A physical therapist who alleged she and potentially more than 100 others like her were not paid the overtime wages due them will be allowed to proceed with her federal class action wage lawsuit against her former employer.
Federal Magistrate Judge Mary M. Rowland issued an opinion and order July 12 granting plaintiff Nancy Girolamo conditional class certification in her complaint against Community Physical Therapy & Associates and its president, Robert Tripicchio.
Girolamo, who worked for CPT’s Alden of Waterford facility in Aurora from 2008 through 2015, alleged the firm failed to sufficiently pay employees for overtime hours and that she faced retaliation for complaining about the situation.
In May, U.S. District Judge Andrea R. Wood had granted a motion to dismiss three counts of Girolamo’s second amended complaint; Rowland’s opinion addressed a third amended complaint filed by Girolamo.
The underlying problem, per Girolamo’s complaint, is CPT’s productivity requirements, which she alleged effectively required therapy assistants to work off the clock by establishing set time percentages such workers are required to be engaged with patients. These standards, Girolamo wrote, are related to changes in Medicare billing procedures, dating to October 2011. CPT’s response was to require employees to spend 90 percent of their time on billable tasks.
Since Girolamo and more than 100 other similar employees also had other required tasks that could not be completed within the allotted 40 hours, the result was doing such work on nights and weekends. In her opinion, Rowland wrote that a CPT “senior vice president of corporate operations, testified that she receives complaints of off-the-clock work from management staff three to four times per year, including from locations where Girolamo did not work.”

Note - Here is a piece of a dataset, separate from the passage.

PR #5937, opened 2019-04-01
sta_config_equal

dontsovcmc:
There is a bug with reconnect to the same WiFi after running Active Point.
Long description:  https://github.com/tzapu/WiFiManager/issues/782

CPT argued Rowland should not certify the class of additional plaintiffs because Girolamo had an opportunity to conduct discovery. However, Rowland noted there still is not “a list of potential plaintiffs, and the parties have not had an opportunity to engage in discovery with the potential class members.”
There remains a lack of clarity about the distinction between job duties of therapists and therapy assistants, but Rowland said she would not apply a stricter review standard at this point. Testimony from two CPT supervisors showed each knew “both therapy assistants and therapists were working off-the-clock,” the judge said. One of the supervisors is also classified as a therapist, and testified at a deposition that she works when not clocked in.
The defendants also argued the class should be narrowed to exclude part-time employees as well as anyone who did not work at the Alden of Waterford facility. Rowland said the Fair Labor Standards Act applies to any employee who works more than 40 hours a week regardless of employer classification. She also noted Girolamo’s testimony showed evidence of company-wide practice sufficient to extend class membership to employees of other CPT facilities.
In addition to granting conditional class certification for therapists and assistants who were paid an hourly wage going back three years, Rowland ordered CPT to provide an electronic list of all such workers including names, mailing and email address, telephone numbers and employment dates. She ordered the information to be provided by July 26.
In her second amended complaint, Girolamo included a count regarding CPT’s regular payment schedule as violating the Illinois Wage Payment and Collection Act. In arguing for dismissal of that count, CPT noted all workers, including those whose CPT employment ends, are paid eventually. Wood said the firm’s “interpretation of the IWPCA contradicts the plain language of the statute. If the Illinois legislature desired to allow a cause of action only for wage payments never made or only for wages paid more than a month late, it could have so written the statute.”
But whereas Wood refused to dismiss Girolamo’s complaint regarding the IWPCA, she did grant a motion to dismiss a similar claim under the FLSA, which “does not specify a particular time in which an employee must be compensated.”
In Rowland’s opinion on the third complaint, she ordered the phrase “and to timely pay” be stricken from the sentence: “The lawsuit is about whether (CPT) failed to pay overtime and to timely pay its therapists and therapy assistants.”
CPT is defended in the case by attorneys with the firm of Nixon Peabody LLP, of Chicago.
Girolamo is represented by The Fish Law Firm, of Naperville.